Puesto que la gente que acababa de llegar por barco quebrantó nuestras leyes tribuales respecto a la violación de la propiedad, resistimos. Entonces de costa a costa y de mar a mar, las atrocidades comenzaron a abundar. Pistolas hicieron frente a lanzas, y por poco fue exterminada una raza.
Así fue que se apoderaron de la tierra. En nombre del progreso, del desarrollo y de la civilización, el hacha del leñador cortó nuestros bosques, y la lluvia que nos era indispensable disminuyó. Exóticos animales de pezuña afilada, sí, millones de ganado vacuno y ovejas, desplazaron a los canguros de pata blanda y desmenuzaron la frágil capa superior del suelo, y así contribuyeron a la formación de dunas de arena. El uso de sustancias químicas en el cultivo hizo que aumentara la cosecha para venta, pero arruinó la ecología. A animales que son únicos en su género en Australia y el mundo se les ha llevado al borde de la extinción o a la extinción total. Enormes minas de hierro, bauxita y otros minerales desfiguran el paisaje, mientras que sus plantas de tratamiento contaminan la tierra, el agua y el aire.
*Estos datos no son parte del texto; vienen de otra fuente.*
PR #4374, opened 2026-02-18
fix: Discounts visibility in order details table

### LINKED ISSUE #4326: Dashboard: incorrect display of discounts on the detailed order page in the OrderLine
Image

Ryrahul:
---

## Description

Fix `[object Object]` being displayed in the "Discounts" column of the order detail table in the Dashboard.

The order line table in `order-table.tsx` had custom cell renderers for most columns (featuredAsset, productVariant, unitPrice, quantity, etc.) but was missing one for `discounts`. This caused the auto-generated column renderer in `DefaultDisplayComponent` to call `.join(', ')` on an array of Discount objects, which produced `[object Object]` via `Object.prototype.toString()`.

Added a custom `discounts` column renderer that displays each discount's description along with the formatted amount in a stacked layout, consistent with how other price columns (like Unit Price and Total) display gross/net values.

**File changed:**  
`packages/dashboard/src/app/routes/_authenticated/_orders/components/order-table.tsx`

---

## Breaking changes

None. This is a display-only fix scoped to the order detail table in the Dashboard.

---

## Screenshots

image

---

## Checklist

---
Fixes #4326

### DIFF
--- a/packages/dashboard/src/app/routes/_authenticated/_orders/components/order-table.tsx
+++ b/packages/dashboard/src/app/routes/_authenticated/_orders/components/order-table.tsx
@@ -124,6 +124,25 @@ function createCustomizeColumns(currencyCode: string) {
                 <Money currencyCode={currencyCode} value={row.original.discountedLinePriceWithTax} />
             ),
         },
+        discounts: {
+            header: () => <Trans>Discounts</Trans>,
+            cell: ({ row }: { row: any }) => {
+                const discounts = row.original.discounts;
+                if (!discounts?.length) return null;
+                return (
+                    <div className="flex flex-col gap-1">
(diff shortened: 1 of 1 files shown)


gabriellbui:
Hi @Ryrahul! Nice work on this! Two small things I've noticed

1. The other price columns use `MoneyGrossNet` to show both gross and net amounts. To keep it consistent I would use that here as well instead of `Money`
2. I think the root problem is in `DefaultDisplayComponent` as you have also mentioned. However, it's still gonna call `.join(',  ')` on similar object arrays without a custom renderer resulting in the same `[object Object]`. I think we should also consider that.

I created a [PR](https://github.com/vendurehq/vendure/pull/4378) that would address both of these

PR #4376, opened 2026-02-19
feat(core): Add configurable OrderTaxSummaryCalculationStrategy

colinpieper:
# Description

Introduces a strategy pattern for how order-level tax totals and tax summaries are calculated, allowing different rounding approaches.

The default strategy (DefaultOrderTaxSummaryCalculationStrategy) rounds tax per line then sums, preserving existing Vendure behavior.

The new OrderLevelTaxSummaryCalculationStrategy groups net subtotals by tax rate and rounds once per group, eliminating per-line rounding accumulation. This is required by certain jurisdictions and ERP systems that expect tax calculated on the subtotal per rate.

Configurable via taxOptions.orderTaxSummaryCalculationStrategy.

Relates to #4375

# Breaking changes

No breaking changes. Defaults to the existing behavior.

# Checklist

📌 Always:

👍 Most of the time:

--

This is my first feature contribution to Vendure, so please let me know if I missed anything. Feedback is welcome.

### DIFF
--- a/packages/core/src/service/helpers/order-calculator/order-calculator.spec.ts
+++ b/packages/core/src/service/helpers/order-calculator/order-calculator.spec.ts
@@ -233,6 +233,7 @@ describe('OrderCalculator', () => {
             mockConfigService.taxOptions = {
                 taxZoneStrategy: new DefaultTaxZoneStrategy(),
                 taxLineCalculationStrategy: new DefaultTaxLineCalculationStrategy(),
+                orderTaxCalculationStrategy: new DefaultOrderTaxCalculationStrategy(),
             };
 
             const ctx = createRequestContext({ pricesIncludeTax: false });


colinpieper:
@coderabbitai review

colinpieper:
@coderabbitai review

packages/core/src/config/tax/order-tax-summary-calculation-strategy.ts
```diff
@@ -0,0 +1,67 @@
...
+ * your VendureConfig.
+ *
+ * :::
+ *
+ * @docsCategory tax
+ * @docsPage OrderTaxSummaryCalculationStrategy
+ * @docsWeight 0
+ * @since 3.6.0
+ */
+export interface OrderTaxSummaryCalculationStrategy extends InjectableStrategy {
```
michaelbromley: I think the name could be made a bit more descriptive of what it actually does - since it handles more than just the tax summary.

I would suggest either `OrderTaxCalculationStrategy` _or_ we could consider splitting this into 2 distinct strategies - `OrderTaxSummaryCalculationStrategy` which contains only the `calculateTaxSummary` method, and then a `OrderTotalsCalculationStratety` which contains `calculateOrderTotals`.

Do you have any input on that?

colinpieper: Makes sense. I'd opt for renaming (OrderTaxCalculationStrategy) over splitting as the two methods are cohesive as they must use identical grouping logic. The splitting of the methods is a hot-path optimization.

I'll go ahead and rename it.

PR #4383, opened 2026-02-20
feat(core): Provide app instance before app starts listening

LucidityDesign:
# Description

I'm trying to set up swagger/openAPI.

Bootstrapping swagger requires the instance to app before `app.listen` has been called (see https://docs.nestjs.com/openapi/introduction#bootstrap). So currently I can't find an easy way to set up swagger for my REST endpoints in Vendure.

@michaelbromley What do you think about this solution? If you like it I can add documentation and finish this PR.

# Breaking changes

# Screenshots

# Checklist

📌 Always:

👍 Most of the time:


packages/core/src/bootstrap.ts
```diff
@@ -70,6 +70,27 @@ export interface BootstrapOptions {
      * @since 3.1.0
      */
     ignoreCompatibilityErrorsForPlugins?: Array<DynamicModule | Type<any>>;
+
+    /**
+     * @description
+     * A function which is called before the app starts listening. This can be used to perform any final configuration of the Nest application.
+     * E.g., to set global filters, interceptors or pipes.
```
michaelbromley: I wouldn't use the example of global middleware, because we already have an established pattern for that documented here: https://docs.vendure.io/current/core/developer-guide/the-api-layer#global-nestjs-middleware

Your original use case of supporting Swagger is a better example, because there's literally no other way to cleanly do that, than use this API.

Could you change the example? Also then run `npm run docs:build` to have it generate the mdx docs from your changes.

PR #4384, opened 2026-02-20
fix(dashboard): Add missing dashboard dependency

### LINKED ISSUE #4382: Missing direct dependency in dashboard
**Describe the bug**
The dashboard [imports `@radix-ui/react-direction`](https://github.com/vendurehq/vendure/blob/12d1ef84b93a8a81023469128daa825e9efa6cd6/packages/dashboard/src/app/main.tsx#L17), but it's not listed in its dependencies which leads to problems when used in monorepos that have apps with different React versions.

**To Reproduce**
No reproduction required as [the correct practice](https://pnpm.io/typescript#:~:text=This%20is%20actually%20an%20issue%20on%20antd's%20end) is to list all direct dependencies in the package's `package.json` to avoid this exact problem.

**Expected behavior**
The vendure dashboard should correctly behave in a PNPM workspace with packages that use multiple React versions by rendering without errors in the browser console.

**Actual behavior**
The dashboard doesn't render any screen, and the browser console contains the following error:

```
Error: A React Element from an older version of React was rendered. This is not supported. It can happen if:
- Multiple copies of the "react" package is used.
- A library pre-bundled an old copy of "react" or "react/jsx-runtime".
- A compiler tries to "inline" JSX instead of using the runtime.
```

- @vendure/core version: master
- Nodejs version: N/A
- Database (mysql/postgres etc): N/A
- Operating System (Windows/macOS/Linux): N/A

**Workaround**

Add this to your `pnpm-workspace.yaml`:

```yaml
packageExtensions:
  '@vendure/dashboard':
    'dependencies':
      '@radix-ui/react-direction': '*'
```

Then delete `node_modules` (not sure whether you need to delete all of them across all packages, but that's what I did) and `pnpm-lock.yaml`, run `pnpm install` and run the app.

**Additional context**
I proposed the PR #4384 to fix it.

fcFn:
# Description

Fixes #4382

# Breaking changes

No

# Checklist

📌 Always:

👍 Most of the time:

### DIFF
--- a/license/signatures/version1/cla.json
+++ b/license/signatures/version1/cla.json
@@ -1031,6 +1031,14 @@
       "created_at": "2026-02-17T13:15:11Z",
       "repoId": 136938012,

A la vez que todo esto ha estado ocurriendo los habitantes originales han sido agrupados en misiones y otros poblados, o viven en chozas en las afueras de los pueblos. Como el colmo de las afrentas, por decirlo así, ahora se nos permite entrar en las tabernas donde los propietarios dejan que nos bebamos toda la mesada que nos da el gobierno, y ya hay una ley mediante la cual se nos reconoce como ciudadanos de una tierra que habitamos mucho tiempo antes que los que aprobaron dicha ley.
Un futuro que da esperanza
Hasta cierto grado, la religión ha desempeñado un papel en los sucesos que acabo de mencionar, pues los colonizadores procuraron “civilizar” y supuestamente cristianizar a mi pueblo. Así, ¿puede el lector entender cómo me siento cuando leo en la Biblia que en “Babilonia la Grande,” el imperio mundial de la religión falsa, “se halló la sangre ... de todos los que han sido muertos atrozmente en la tierra”? (Revelación 18:2, 24) O ¿puede comprender la emoción que surge en mí al seguir leyendo lo que dice acerca del fin de ella que se aproxima a manos de Cristo Jesús, o la alegría que siento al saber que el reino de Dios resultará en una gobernación justa y amorosa sobre la Tierra? ¿Se pregunta el lector por qué estoy deseosa de compartir estas nuevas felices con otros de mi pueblo?—Revelación 18:20.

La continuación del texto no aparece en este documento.